The Giants are a complete failure. And there's no sign they're headed for a better future

What a waste of a season.

The uncertainty that loomed over the New York Giants early in the season still plagues them as 2018 winds down. And worse, the organization seems to have little answers to assuage concerns over its direction.

The Giants were supposed to be good. They were supposed to be contenders. But save for Saquon Barkley, no one in this organization has lived up to the hype.

Not the quarterback.

Not the $95 million receiver.

Not the revamped defense.

Not the general manager.

And certainly not the first-year head coach, whose sarcastic retorts to the media possess more bite than his play-calling.

Recent victories over the Chicago Bears and Washington Redskins were nice, but they obscured the flaws that still plague these Giants. Flaws that were on full display against the Tennessee Titans Sunday at MetLife Stadium.

Giants quarterback Eli Manning is sacked by Titans cornerback Logan Ryan during the first half of Tennessee’s victory. (AP)
Giants quarterback Eli Manning is sacked by Titans cornerback Logan Ryan during the first half of Tennessee’s victory. (AP)

When there’s no running game, there’s no offense.

When there is no threat of Odell Beckham Jr. on the field, there is no receiver capable of consistently filling the void.

When the protection breaks down, Eli Manning keys in on the oncoming pressure and looks to get rid of the ball too quickly.

Just hours after an NFL Network report surfaced that Manning “is playing his way onto the roster for 2019,” the quarterback’s decision-making and poor ball security were major culprits in the Giants’ 17-0 loss to the Titans.

Case in point: The Giants were within field-goal range when Manning overthrew Russell Shepard and was intercepted by safety Kevin Byard. On the next series, with the Giants still trailing by seven, Manning fumbled on a third-down sack.

The final score was about more than just Manning. It was about the lack of running lanes for Barkley. It was about the multitude of missed tackles on defense. The penalties. The dropped passes. The lack of attention to detail.

It was about Derrick Henry’s 170 rushing yards and two touchdowns for the 8-6 Titans. It was about the Giants’ inability to flummox Tennessee’s young and mobile quarterback, Marcus Mariota.
Every game this season has been a referendum on Manning’s capabilities. But truth be told, this roster wasn’t constructed with enough talent or depth with Manning in mind. Clearly, it couldn’t have been.

Almost a full season has gone by and the Giants are no closer to plotting their future course than they were before general manager Dave Gettleman was hired to find that direction.

Granted, the necessary rebuild will take more than one season. But the organization wasted this season making one more run with Manning, and not taking steps to build that future.

When they took the field to face the Titans, reaching the postseason was still technically possible. After four quarters of listless football, the Giants found themselves shut out on the scoreboard and shut out of playoff contention for the sixth time in seven seasons.

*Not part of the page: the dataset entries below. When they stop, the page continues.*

Issue #827, opened 2020-04-11
Addition of Spell Test in CI


kushthedude:
Addition Go-SpellTest in the current CI-Workflow.

___

### Resources -:
https://github.com/client9/misspell
https://github.com/client9/misspell#gometalinter

kushthedude:
@leecalcote How does it sounds?

nveenjain:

But worse than their abysmal record is the fact that their unsettled quarterback situation doesn’t – and shouldn’t – sit well with fans. Their in-state and in-stadium rival, the New York Jets, have a worse record (4-10) but there’s an enormous amount of hope for the future because of rookie quarterback Sam Darnold, whom they drafted one spot after the Giants selected Barkley.

So far, the Giants have produced five wins – ensuring a good, but not great pick considering the talent-needy teams currently ahead of them in the draft order. Rather than assuming they could squeeze one more good year out of a 37-year-old quarterback behind an average offensive line, the Giants should have been focused on the future.

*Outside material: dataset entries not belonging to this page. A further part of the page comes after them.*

Issue #829, opened 2020-04-11
Remove docker-compose check for Windows 


anandrkskd:
**Current Behavior**
Currently we have a wrong check for installed docker-compose on the system.  

**Expected Behavior**
No checks are required for the docker-compose on Windows.

PR #845, opened 2020-04-13
docker-compose check for Windows removed

anandrkskd:
This PR resolves issue #829 by removing check of docker-compose for windows based system.

### DIFF
--- a/mesheryctl/cmd/vars.go
+++ b/mesheryctl/cmd/vars.go
@@ -24,6 +24,7 @@ import (
 	"os/exec"
 	"path"
 	"strings"
+	"runtime"
 
 	log "github.com/sirupsen/logrus"
 )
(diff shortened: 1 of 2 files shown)


mesheryctl/cmd/vars.go
```diff
@@ -92,6 +92,10 @@ func setFileLocation() {
 
 //Pre-Flight Check
 func preReqCheck() {
+	//No checks for Docker-compose for windows
+	if runtime.GOOS == "windows" {
+		return
+		}
 	//Check for installed docker-compose on client system
```
leecalcote, line 99: @anandrkskd you'll want to double-check on a Windows machine, but I think we will still want to run a check for `docker-compose` as a prerequisite, let the user know if a prerequisite is unmet, but just not try to automatically install that unmet prereq (not run `installprereq()`).

anandrkskd: Understood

There is no heir apparent on the roster. That was clear before their fourth-round pick Kyle Lauletta went 0-for-5 with an interception in garbage time last week against Washington. But it was made abundantly clear when journeyman Alex Tanney was named the No. 2 quarterback behind Manning against Tennessee.

The answers to the Giants’ quarterback questions won’t come until the offseason. Whether they ride with Manning for one more year or acquire a bridge quarterback, it won’t change the fact this was a lost season with nothing but Barkley to show for it.